[What you will do]: Take the material below and restate it word for word, stopping after the line in which "To allow dynamic" occurs.

::::::::

PR #610, opened 2026-07-21
[Phase 5a]: Add dynamic check effect and resume

rmeissner:
To allow dynamic checks a explicit split from the current static checks is implemented. Dynamic checks are performed via the effect/ resume logic, to avoid async handling in state transitions.

To make this paradigm clear the detector has been renamed to static checker. The initial dynamic checker defers the check to a remote endpoint (if configured).

This initial remote checker will only trigger a vote if a clear approve or deny is returned from the remote endpoint (so with a reason). If there is any error/ timeout the sentinel will abstain from voting to avoid losing the bond.

---

## CLA signature


crates/sentinel/src/dynamic_checker.rs
```diff
@@ -0,0 +1,189 @@
...
+        Ok(
+            match (
+                response.approve,
+                response.rule.as_deref().map(RuleId::from_code),
+            ) {
+                (true, _) => RemoteCheckOutcome::Approved,
+                (false, Some(Some(rule))) => RemoteCheckOutcome::Denied(rule),
+                (false, _) => {
+                    tracing::error!(%safe, "remote check denied without a recognized rule code");
+                    RemoteCheckOutcome::Failed
```
remedcu, line 102: Question: Why`false` approval with an unrecognized reason failed, and not denied?

remedcu (approved):

crates/sentinel/src/dynamic_checker.rs
rmeissner: Because if we deny then there is a chance to lose our bond. We should be sure that we know why we deny or approve, otherwise we should not participate in this vote.

Edit: will add this to the PR description so that it is part of the commit message

crates/sentinel/src/dynamic_checker.rs
```diff
@@ -0,0 +1,189 @@
...
+    /// `url: None` means no remote check is configured; every call then
+    /// resolves to [`RemoteCheckOutcome::Approved`] without a request, so
+    /// the reference Sentinel works with just its local checks until an
+    /// operator opts into a remote one.
+    pub fn new(url: Option<Url>) -> Self {
+        Self {
+            url,
+            client: reqwest::Client::new(),
+        }
+    }
```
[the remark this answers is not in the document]
rmeissner: This will have to be properly setup in a future phase

PR #255, opened 2021-09-29
fix: setting bytes field from python string base64 decodes before assignment

### LINKED ISSUE #249: Message With Bytes Field Won't Re-Serialize as dict
If a message has a bytes field, to_dict serializes the field as a base64 string, which cannot then be read back in to re-create the object.

#### Environment details

  - Programming language: python
  - OS: linux
  - Language runtime version: 3.9.7
  - Package version: 1.19.0

#### Steps to reproduce
```
$ python
Python 3.9.7 (default, Sep  3 2021, 06:18:44) 
[GCC 10.2.1 20210110] on linux
Type "help", "copyright", "credits" or "license" for more information.
>>> import proto
>>> class Blurb(proto.Message):
...   name = proto.Field(proto.STRING, number=1)
...   image = proto.Field(proto.BYTES, number=2)
... 
>>> d1 = {'name': 'ken', 'image': b'abc'}
>>> b1 = Blurb(d1)
>>> b1
name: "ken"
image: "abc"

>>> d2 = Blurb.to_dict(b1)
>>> d2
{'name': 'ken', 'image': 'YWJj'}
>>> b2 = Blurb(d2)
  File "<stdin>", line 1, in <module>
  File "/usr/local/google/home/kbandes/.local/lib/python3.9/site-packages/proto/message.py", line 519, in __init__
    super().__setattr__("_pb", self._meta.pb(**params))
TypeError: 'YWJj' has type str, but expected one of: bytes
>>> j1 = Blurb.to_json(b1)
>>> j1
'{\n  "name": "ken",\n  "image": "YWJj"\n}'
>>> b3 = Blurb.from_json(j1)
>>> b3
name: "ken"
image: "abc"
```
Note that to/from json works fine.

software-dov:
This is necessary for maintaining field integrity during round trip
conversions to python dicts.

E.g.

    class MyMessage(proto.Message):
          data = proto.Field(proto.BYTES, number=1)

    my_message = MyMessage(data=b"this is a data payload")
    assert my_message == MyMessage(MyMessage.to_dict(my_message))

Conversion to and from json does not exhibit this problem because the
entire ser/des logic is encapuslated by the vanilla protobuf runtime,
which handles this problem.

Fix for #249

### DIFF
--- a/docs/marshal.rst
+++ b/docs/marshal.rst
@@ -50,7 +50,7 @@ Protocol buffer type                Python type             Nullable
    This is necessary to preserve the original protobuf semantics when converting between
    Python dicts and proto messages.
    Converting a message containing a bytes field to a dict will
-   base64 encode the bytes field.
+   base64 encode the bytes field and yield a value of type str.
 
 .. code-block:: python
 
@@ -63,12 +63,14 @@ Protocol buffer type                Python type             Nullable
   msg = MyMessage(data=b"this is a message")
   msg_dict = MyMessage.to_dict(msg)
 
-  assert msg_dict == {'data': 'dGhpcyBpcyBhIG1lc3NhZ2U='}
+  # Note: the value is the base64 encoded string of the bytes field.
+  # It has a type of str, NOT bytes.
+  assert type(msg_dict['data']) == str
 
   msg_pb = ParseDict(msg_dict, MyMessage.pb())
-  msg = MyMessage(msg_dict)
+  msg_two = MyMessage(msg_dict)
 
-  assert msg_pb == msg
+  assert msg == msg_pb == msg_two
 
 
 Wrapper types
--- a/docs/marshal.rst
+++ b/docs/marshal.rst
@@ -44,6 +44,32 @@ Protocol buffer type                Python type             Nullable
     If you *write* a timestamp field using a Python ``datetime`` value,
     any existing nanosecond precision will be overwritten.
 
+.. note::
+
+   Setting a ``bytes`` field from a string value will first base64 decode the string.
+   This is necessary to preserve the original protobuf semantics when converting between
+   Python dicts and proto messages.
+   Converting a message containing a bytes field to a dict will
+   base64 encode the bytes field.
+
+.. code-block:: python
+
+  import proto
+  from google.protobuf.json_format import ParseDict
+
+  class MyMessage(proto.Message):
+      data = proto.Field(proto.BYTES, number=1)
+
+  msg = MyMessage(data=b"this is a message")
+  msg_dict = MyMessage.to_dict(msg)
+
+  assert msg_dict == {'data': 'dGhpcyBpcyBhIG1lc3NhZ2U='}
+
+  msg_pb = ParseDict(msg_dict, MyMessage.pb())
+  msg = MyMessage(msg_dict)
+
+  assert msg_pb == msg
+
 
 Wrapper types
 -------------
--- a/proto/fields.py
+++ b/proto/fields.py
@@ -131,6 +131,13 @@ class Field:
         if self.enum:
             return self.enum
 
+        # Special case for 'bytes'.
+        # We need to know if a field stores bytes
+        # so that we can properly url encode/decode strings.
+        # See marhsal.rules.bytes.BytesRule for more info.
+        if self.proto_type == ProtoType.BYTES:
+            return self.proto_type
+
         # For non-enum primitives, return None.
         if not self.message:
             return None
--- a/proto/fields.py
+++ b/proto/fields.py
@@ -134,7 +134,7 @@ class Field:
         # Special case for 'bytes'.
         # We need to know if a field stores bytes
         # so that we can properly url encode/decode strings.
-        # See marhsal.rules.bytes.BytesRule for more info.
+        # See marshal.rules.bytes.BytesRule for more info.
         if self.proto_type == ProtoType.BYTES:
             return self.proto_type
 
--- a/proto/fields.py
+++ b/proto/fields.py
@@ -126,21 +126,15 @@ class Field:
 
     @property
     def pb_type(self):
-        """Return the composite type of the field, or None for primitives."""
+        """Return the composite type of the field, or the primitive type if a primitive."""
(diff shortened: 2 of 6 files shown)


proto/fields.py
```diff
@@ -131,6 +131,13 @@ def pb_type(self):
         if self.enum:
             return self.enum
 
+        # Special case for 'bytes'.
+        # We need to know if a field stores bytes
+        # so that we can properly url encode/decode strings.
+        # See marhsal.rules.bytes.BytesRule for more info.
```
kbandes, line 137: type: marhsal -> marshal

proto/marshal/rules/bytes.py
```diff
@@ -0,0 +1,44 @@
...
+    Note: this conversion is asymmetric becasue Python does have a bytes type.
+    It is sometimes necessary to convert proto bytes fields to strings, e.g. for
+    JSON encoding, marshalling a message to a dict. Because bytes fields can
+    represent arbitrary data, bytes fields are base64 encoded when they need to
+    be represented as strings.
+
+    It is necessary to have the conversion be bidirectional, i.e.
+    my_message == MyMessage(MyMessage.to_dict(my_message))
+
+    To accomplish this, we need to intercept assignments from strigs and
```
kbandes, line 31: typo: strigs -> strings

tests/test_fields_bytes.py
```diff
@@ -71,5 +71,23 @@ class Foo(proto.Message):
     # for strings (but not vice versa).
     foo.bar = b"anything"
     assert foo.bar == "anything"
-    with pytest.raises(TypeError):
-        foo.baz = "anything"
+
+    # We need to permit setting bytes fields from strings,
+    # but the marhalling needs to base64 decode the result.
```
kbandes, line 76: typo: marhalling -> marshalling

proto/marshal/rules/bytes.py
```diff
@@ -0,0 +1,44 @@
...
+    """
+
+    def to_python(self, value, *, absent: bool = None):
+        return value
+
+    def to_proto(self, value):
+        if isinstance(value, str):
+            value = value.encode("utf-8")
+            value += b"=" * (4 - len(value) % 4)  # padding
+            value = base64.urlsafe_b64decode(value)
```
tseaver, line 42: Why does this decode using the `urlsafe` alphabet?  Are there constraints on what might appear in `value` that aren't obvious here?

software-dov: This is what the vanilla proto runtime does when marshalling between JSON and proto. I just copied it over to maintain equality checking.

```python
import proto
from google.protobuf.json_format import ParseDict

class MyMessage(proto.Message):
    data = proto.Field(proto.BYTES, number=1)

msg = MyMessage(data=b"this is a message")
msg_dict = MyMessage.to_dict(msg)
msg = MyMessage(msg_dict)  # To trigger decoding

msg_pb = ParseDict(msg_dict, MyMessage.pb())

assert msg_pb == msg
```

proto/fields.py
software-dov: Good eye!

docs/marshal.rst
```diff
@@ -44,6 +44,32 @@ Protocol buffer type                Python type             Nullable
...
+  import proto
+  from google.protobuf.json_format import ParseDict
+
+  class MyMessage(proto.Message):
+      data = proto.Field(proto.BYTES, number=1)
+
+  msg = MyMessage(data=b"this is a message")
+  msg_dict = MyMessage.to_dict(msg)
+
+  assert msg_dict == {'data': 'dGhpcyBpcyBhIG1lc3NhZ2U='}
```
tseaver, line 66: That assertion conveys no value to the user -- better would be to use a constant for the un-encoded string value above, and assert that it is encoded here, e.g.:
```python
  assert msg_dict == {'data': base64.urlsafe_b64encode(message_data})
```

tests/test_fields_bytes.py
```diff
@@ -71,5 +71,23 @@ class Foo(proto.Message):
...
-    with pytest.raises(TypeError):
-        foo.baz = "anything"
+
+    # We need to permit setting bytes fields from strings,
+    # but the marshalling needs to base64 decode the result.
+    # This is a requirement for interop with the vanilla protobuf runtime:
+    # converting a proto message to a dict base64 encodes the bytes
+    # becase it may be sent over the network via a protocol like HTTP.
+    foo.baz = "dW5sYWRlbiBzd2FsbG93"
+    assert foo.baz == b"unladen swallow"
```
tseaver, line 81: Using the encoded literal is like having "magic numbers" in tests.  Please encode the value from a constant, e.g.:
```python
    unladen_swallow = b"unladen swallow"
    encoded_swallow = base64.urlsafe_b64encode(unladen_swallow)
    foo.baz = encoded_swallow
    assert foo.baz == unladen_swallow
```

tseaver (changes requested):

tests/test_fields_bytes.py
tswast: As with my other comment, this test as-is is much easier to verify than the proposed.

tswast (changes requested):

tests/test_fields_bytes.py
tseaver: Really?  You can eyeball that encoded string and see that it should decode to `b'unladen swallow'`?

proto/fields.py
```diff
@@ -131,6 +131,13 @@ def pb_type(self):
...
             return self.enum
 
+        # Special case for 'bytes'.
+        # We need to know if a field stores bytes
+        # so that we can properly url encode/decode strings.
+        # See marshal.rules.bytes.BytesRule for more info.
+        if self.proto_type == ProtoType.BYTES:
+            return self.proto_type
+
         # For non-enum primitives, return None.
```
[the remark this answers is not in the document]
software-dov: Yes, we consider `bytes` to be a primitive type. Anything that is not a message or an enum is a primitive.

tseaver (approved):

tswast (approved):

PR #270, opened 2021-10-26
test: verify json_name is respected

### LINKED ISSUE #130: json_name is not respected for proto.Field objects using Python proto impl
E.g.

```python
import os
os.environ["PROTOCOL_BUFFERS_PYTHON_IMPLEMENTATION"] = "python"

import proto
class Squid(proto.Message):
    massKg = proto.Field(proto.INT32, number=1, json_name="mass_in_kilograms")

s = Squid(massKg=20)
j = Squid.to_json(s)
print(j)    # '{"massKg" : 20}', or something like that.
```

This is only reproducible with the python protobuf implementation.

Editorial: my gut feeling is that this is a bug in proto-plus, or at least that a workaround/fix/correct solution is entirely possible within proto-plus.

software-dov:
Fields can customize their json name representation.
Add a test to verify that this customization is respected by both
Python and C++ runtimes.
Boost protobuf requirement to gain required upstream bugfix.

### DIFF
--- a/setup.py
+++ b/setup.py
@@ -36,7 +36,7 @@ setup(
     long_description=README,
     platforms="Posix; MacOS X",
     include_package_data=True,
-    install_requires=("protobuf >= 3.12.0",),
+    install_requires=("protobuf >= 3.19.0",),
     extras_require={"testing": ["google-api-core[grpc] >= 1.22.2",],},
     python_requires=">=3.6",
     classifiers=[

::::::::

[Answer section]:
PR #610, opened 2026-07-21
[Phase 5a]: Add dynamic check effect and resume

rmeissner:
To allow dynamic checks a explicit split from the current static checks is implemented. Dynamic checks are performed via the effect/ resume logic, to avoid async handling in state transitions.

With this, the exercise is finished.